Global warming, too, is now believed to make insects less common. According to extensive research from 2017, insects “create the biological basis of all terrestrial ecosystems. They recycle nutrients, pollinate plants, disperse seeds, maintain soil structure and fertility, control populations of other organisms, and provide a “major food source” for other creatures. Life cannot function without them.

British scientists report in the journal Nature that they have reviewed 20 years of data on insect diversity and abundance, gathered in more than 750,000 records of nearly 18,000 species of insects – beetles, butterflies and moths of wasps, bees, ants, flies, grasshoppers, dragonflies, damselflies, and so on — between 1992 and 2012. They read 264 published studies from more than 6,000 sampled locations, in nearly every habitat in the world. And then they made comparisons.

In places where agriculture was most intensive and where the climate had also warmed considerably, the number of insects had dropped by 49% and the number of different species was 29% lower than in places still covered. of natural plants and without any significant signal recorded. warming up. In areas where agriculture was less intensive, but increasingly warm, the surviving natural habitat cushioned the losses. Where three quarters of the land was more or less wild, insect abundance was down only 7%; where the natural cover was only 25%, the fall was 63%.

“Our results underscore the urgency of action to preserve natural habitats, slow the expansion of high-intensity agriculture and reduce emissions to mitigate climate change,” said study leader Charlie Outhwaite. from University College London. “The loss of insect populations could be harmful not only to the natural environment, where insects often play a key role in ecosystems, but it could also harm human health and food security, especially with pollinator losses.

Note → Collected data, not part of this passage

PR #13948, opened 2019-06-10
bpo-36402: Fix threading._shutdown() race condition

vstinner:
Fix a race condition at Python shutdown when waiting for threads.
Wait until the Python thread state of threads get deleted, rather
than just wait until the Python thread completes.

* Add threading._shutdown_locks set: set of Thread._tstate_lock locks
  of non-daemon threads used by _shutdown() wait until all Python
  thread states get deleted (see Thread._set_tstate_lock()).
* Add also threading._shutdown_locks_lock to protect access to
  threading._shutdown_locks.

### DIFF
--- a/Lib/test/test_threading.py
+++ b/Lib/test/test_threading.py
@@ -583,6 +583,41 @@ class ThreadTests(BaseTestCase):
         self.assertEqual(data.splitlines(),
                          ["GC: True True True"] * 2)
 
+    def test_finalization_shutdown(self):
+        # bpo-36402: Py_Finalize() calls threading._shutdown() which must wait
+        # until Python thread states of all non-daemon threads get deleted.
+        #
+        # Test similar to SubinterpThreadingTests.test_threads_join_2(), but
+        # test the finalization of the main interpreter.
+        code = """if 1:
+            import os
+            import threading
+            import time
+            import random
+
+            def random_sleep():
+                seconds = random.random() * 0.010
+                time.sleep(seconds)
+
+            class Sleeper:
+                def __del__(self):
+                    random_sleep()
+
+            tls = threading.local()
+
+            def f():
+                # Sleep a bit so that the thread is still running when
+                # Py_Finalize() is called.
+                random_sleep()
+                tls.x = Sleeper()
+                random_sleep()
+
+            threading.Thread(target=f).start()
+            random_sleep()
+        """
+        rc, out, err = assert_python_ok("-c", code)
+        self.assertEqual(err, b"")
+
     def test_tstate_lock(self):
         # Test an implementation detail of Thread objects.
         started = _thread.allocate_lock()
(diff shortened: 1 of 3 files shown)


vstinner:
This PR changes critical code, so I would appreciate multiple reviews :-)

---

test_threading: test_threads_join_2() was added by commit 7b4769937fb612d576b6829c3b834f3dd31752f1 in 2013, but the test failed randomly since it was added. It's just that failures were ignored until I created https://bugs.python.org/issue36402 last March.

In fact, when the test failed randomly on buildbot (with tests run in parallel), it was fine since test_threading was re-run alone and then the test passed. The buildbot build was seen overall as a success.

The test shows the bug using subinterpreters (Py_EndInterpreter), but I'm quite sure that Py_Finalize() has the same race condition since it also calls threading._shutdown().

pitrou (approved):
Nice find, and the fix looks correct. +1.

Lib/threading.py
```diff
@@ -1398,6 +1417,10 @@ def _after_fork():
     new_active = {}
     current = current_thread()
     _main_thread = current
+
+    with _shutdown_locks_lock:
```
gpshead: We could have forked while this lock was held. You'll need to reset it above. There can be no other threads running in our new process yet.

gpshead (changes requested):
I haven't entirely digested this change yet. It looks good but I don't know if it is enough, I'll need to dig further to convince myself of that. Meanwhile, one issue noted.

Lib/threading.py
vstinner: Oops. You're right. It's now fixed.

vstinner:
> I haven't entirely digested this change yet.

Sadly, these things are badly documented. The main issue is that there are 2 state changes:

* theading.Thread._bootstrap_inner() adds the thread into _active and then removes it from _active
* theading.Thread._set_sentinel() creates a lock registers a callback which release the lock, so .join() can wait until the internal Python thread state is released for real

Currently, _shutdown() rely on _active. But for Python finalization: Py_Finalize() and Py_EndInterpreter(), we really want to wait until the Python thread state get delete, not only when theading.Thread._bootstrap_inner() exits.

test_threads_join_2() demonstrates the bug: "Fatal Python error: Py_EndInterpreter: not the last thread".

Lib/test/test_threading.py
```diff
@@ -583,6 +583,41 @@ def __del__(self):
...
+
+            class Sleeper:
+                def __del__(self):
+                    random_sleep()
+
+            tls = threading.local()
+
+            def f():
+                # Sleep a bit so that the thread is still running when
+                # Py_EndInterpreter is called.
```
pablogsal: Should it be `PyFinalize` is called?

vstinner: fixed

pablogsal (approved):
LGTM

I checked locally also with the patch in https://bugs.python.org/file48409/py_finalize.patch to test `test_finalization_shutdown` manually.

Good catch! :tada:

vstinner:
@gpshead: Would yo mind to review the updated PR?

vstinner:
I rebased my PR and squashed commits. I clarified comments and the NEWS enty to specify that only non-daemon threads are joined. I reviewed my own PR and it LGTM :-) Since it already two approvals, I'm now comfortable enough to merge it.

wmanley:
This caused a regression for people overriding `Thread.join` to implement custom thread interruption.  See https://stackoverflow.com/questions/50486083/ending-non-daemon-threads-when-shutting-down-an-interactive-python-session

vstinner:
> This caused a regression for people overriding Thread.join to implement custom thread interruption. See https://stackoverflow.com/questions/50486083/ending-non-daemon-threads-when-shutting-down-an-interactive-python-session

I guess that you are talking about this regression: https://bugs.python.org/issue37788

PR #13949, opened 2019-06-10
bpo-36402: Add test_threading.test_finalization_shutdown()

vstinner:


vstinner:
Test added to PR #13948.

PR #13955, opened 2019-06-11
bpo-36918, test_urllib: Silence FakeHTTPConnection destructor errors

vstinner:
Implement FakeHTTPConnection.close() to silence destructor errors.

Co-Authored-By: Xtreak <tir.karthi@gmail.com>

https://bugs.python.org/issue36918


vstinner:
Oh. It was too easy: test_urllib2 fails with my change :-(

tirkarthi:
Yes, this was my first approach as well but `test_urllib2` explicitly checks Fakesocket is closed.

vstinner:
This PR is wrong. I wrote PR #13996 which is correct.

PR #13957, opened 2019-06-11
bpo-37220: Fix 2.7 test -R test_IDLE crash on Windows.

terryjreedy:
Patch might make test more stable on 3.x also.

https://bugs.python.org/issue37220

### DIFF
--- a/Lib/idlelib/idle_test/test_searchbase.py
+++ b/Lib/idlelib/idle_test/test_searchbase.py
@@ -48,7 +48,6 @@ class SearchDialogBaseTest(unittest.TestCase):
         self.dialog.default_command = None
 
         toplevel = Toplevel(self.root)
-        self.addCleanup(toplevel.destroy)
         text = Text(toplevel)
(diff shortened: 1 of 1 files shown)


terryjreedy:
The manual test is that `test -R3:3 -ugui test_idle` continues to pass.

Lib/idlelib/idle_test/test_searchbase.py
```diff
@@ -48,7 +48,6 @@ def test_open_and_close(self):
         self.dialog.default_command = None
 
         toplevel = Toplevel(self.root)
-        self.addCleanup(toplevel.destroy)
```
taleinat, line 51: I suggest:
```python
def cleanup():
    toplevel.update()
    toplevel.destroy()
self.addCleanup(cleanup)
```

terryjreedy: See my comment on the cli issue.

PR #13958, opened 2019-06-11
[2.7] bpo-37220: Fix 2.7 test -R test_IDLE failure on Windows

terryjreedy:
Cherry-picked from 66d47da.

https://bugs.python.org/issue37220

### DIFF
--- a/Lib/idlelib/idle_test/test_searchdialogbase.py
+++ b/Lib/idlelib/idle_test/test_searchdialogbase.py
@@ -46,7 +46,6 @@ class SearchDialogBaseTest(unittest.TestCase):
         self.dialog.default_command = None
 
         toplevel = Toplevel(self.root)
-        self.addCleanup(toplevel.destroy)
         text = Text(toplevel)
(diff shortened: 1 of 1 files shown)


terryjreedy:
The manual test is that `test -R3:3 -ugui test_idle` passes (on Windows) or continues to pass (where it already did).

terryjreedy:
Before merging, need to add 'Cherry-picked from ##### where ##### will be merge hash for #13957.

Lib/idlelib/idle_test/test_searchdialogbase.py
```diff
@@ -46,7 +46,6 @@ def test_open_and_close(self):
         self.dialog.default_command = None
 
         toplevel = Toplevel(self.root)
-        self.addCleanup(toplevel.destroy)
```
taleinat, line 49: I suggest the following:

```python
def cleanup():
    toplevel.update()
    toplevel.destroy()
self.addCleanup(cleanup)
```

PR #13962, opened 2019-06-11
bpo-37216: Fix filename in mac using document

MakDon:
The python folder name is wrong in mac using document. 

$ ls /Applications | grep Python
Python 2.7
Python 3.5
Python 3.6
Python 3.7

And my system version is macOS Mojave Version 10.14.5(18F132)
$uname -v
Darwin Kernel Version 18.6.0: Thu Apr 25 23:16:27 PDT 2019; root:xnu-4903.261.4~2/RELEASE_X86_64

This commit should be backport to 2.7, 3.5, 3.6. 
DO NOT backport to 3.7 and 3.8 because i  create another PR to fix the filename and version in branch 3.7 and 3.8.
See: 
[#13963 for 3.7](https://github.com/python/cpython/pull/13963), 
[#13964 for 3.8](https://github.com/python/cpython/pull/13964)
[#13966 for 3.9](https://github.com/python/cpython/pull/13966)

https://bugs.python.org/issue37216

PR #13966, opened 2019-06-11
bpo-37216: Fix version and filename in Mac using document

MakDon:
FIx folder name and version for mac using document on branch 3.9(master branch now).
See: [#13962](https://github.com/python/cpython/pull/13962)
WARNING: merge [#13962](https://github.com/python/cpython/pull/13962) first, and then merge this PR after resolving the conflict, or the version would be overwritten by [#13962](https://github.com/python/cpython/pull/13962). Just FYI. :D 

The title of this PR begins with [3.9] because this PR is used to update the version on document.

https://bugs.python.org/issue37216

### DIFF
--- a/Doc/using/mac.rst
+++ b/Doc/using/mac.rst
@@ -25,7 +25,7 @@ there.
 
 What you get after installing is a number of things:
 
-* A :file:`MacPython 3.6` folder in your :file:`Applications` folder. In here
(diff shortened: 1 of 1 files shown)


mangrisano (approved):

ned-deily (approved):
LGTM.  Thanks!

PR #15380, opened 2019-08-22
[3.8] bpo-37482: Fix email address name with encoded words and specia…

bsiem:
…l chars (GH-14561)

Special characters in email address header display names are normally
put within double quotes. However, encoded words (=?charset?x?...?=) are
not allowed withing double quotes. When the header contains a word with
special characters and another word that must be encoded, the first one
must also be encoded.

In the next example, the display name in the From header is quoted and
therefore the comma is allowed; in the To header, the comma is not
within quotes and not encoded, which is not allowed and therefore
rejected by some mail servers.

From: "Foo Bar, France" <foo@example.com>
To: Foo Bar, =?utf-8?q?Espa=C3=B1a?= <foo@example.com>

https://bugs.python.org/issue37482
(cherry picked from commit df0c21ff46c5c37b6913828ef8c7651f523432f8)

Co-authored-by: bsiem <52461103+bsiem@users.noreply.github.com>

https://bugs.python.org/issue37482

### DIFF
--- a/Lib/email/_header_value_parser.py
+++ b/Lib/email/_header_value_parser.py
@@ -2722,6 +2722,9 @@ def _refold_parse_tree(parse_tree, *, policy):
             wrap_as_ew_blocked -= 1
             continue
         tstr = str(part)
+        if part.token_type == 'ptext' and set(tstr) & SPECIALS:
+            # Encode if tstr contains special characters.
+            want_encoding = True
         try:
             tstr.encode(encoding)
             charset = encoding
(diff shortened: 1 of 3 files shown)


epicfaace (approved):

ned-deily:
It looks like this backport had to be restarted and did not get merged like the 3.7 backport did.  With the 3.8.0b4 cutoff approaching, I'm going to manually push merge it for 3.8.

But forests do more than simply support animal life and store carbon: research by American scientists in the journal Frontiers in Forests and Climate Change now shows this very clearly. The foliage sends aromatic chemicals (scientists call them biogenic volatile organic compounds) into the atmosphere, where they play a role in cloud formation. They increase the concentration of water droplets in clouds, making them brighter so they reflect more energy back into space. If the forest is reduced, so are the cooling effects of the clouds above. And that’s not the only way forests help moderate local temperatures.

Rainforests help provide their own rainfall. “Once you cut the trees, you remove the pump that transfers water from the surface to the atmosphere, which affects downwind rainfall,” said co-author Louis Verchot of the International Center for tropical agriculture in Colombia.

Forests even control the wind, with tall canopies of trees carrying heat away from the surface and into the atmosphere. “Imagine a smooth surface, the wind is flowing straight, and the heat from the sun is going straight down. But with the canopy and its surface like a crown of broccoli, those air particles bounce around and the heat is dispersed,” said first author Deborah Lawrence of the University of Virginia.

“If we seek overall climate benefits, both local and global, we should work very hard to grow and nurture forests in the tropics and seek to sustainably manage forests outside the tropics.”